■ Data section ■
★ ★ ★ ★
PR #626, opened 2019-03-03
fix #625 Update ConnectionInfo#parseAddress behavior to handle ipv6 addresses without bracket

### LINKED ISSUE #625: ipv6 forwarded headers cause NumberFormatException in ConnectionInfo
When netty handles a request containing an x-forwarded-* header with ipv6 format, no port, and no brackets, the last segment is taken as port and Integer.parse throws NumberFormatException on the hex or compressed 0. 

parseAddress should infer when ipv6 but no brackets to prevent parsing last segment.

PR [here](https://github.com/reactor/reactor-netty/pull/626)

### Steps to reproduce

Send request to reactor netty with 'x-forwarded-for: 1fff:0:a88:85a3::ac1f', this should result in NumberFormatException -> ConnectionInfo.java:121

### Reactor Netty version
v0.8.5

1.8.0_201-b09

RayJSeth:
parseAddress changed to check number of ':' separators to infer ipv4 vs. ipv6. For ipv6 addresses, only parse last segment if following correct bracket notation required for ipv6 with ports.
This allows for valid, no-port ipv6 addresses that do not use bracket notation to be provided in forward headers without throwing NumberFormatException.
Added specific tests for these cases and updated tearDown to account for added tests not creating connection object.

### DIFF
--- a/src/main/java/reactor/netty/http/server/ConnectionInfo.java
+++ b/src/main/java/reactor/netty/http/server/ConnectionInfo.java
@@ -115,14 +115,15 @@ final class ConnectionInfo {
 	}
 
 	static InetSocketAddress parseAddress(String address, int defaultPort) {
-		int portSeparatorIdx = address.lastIndexOf(":");
-		if (portSeparatorIdx > address.lastIndexOf("]")) {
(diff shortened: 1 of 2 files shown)


violetagg:
Thanks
★ ★ ★ ★
■ What the exercise asks ■
Find the line that contains "(diff shortened: 1 of 2 files shown)" in the data above. Reproduce it and every later line exactly, through the last one.

■ Your solution ■
(diff shortened: 1 of 2 files shown)


violetagg:
Thanks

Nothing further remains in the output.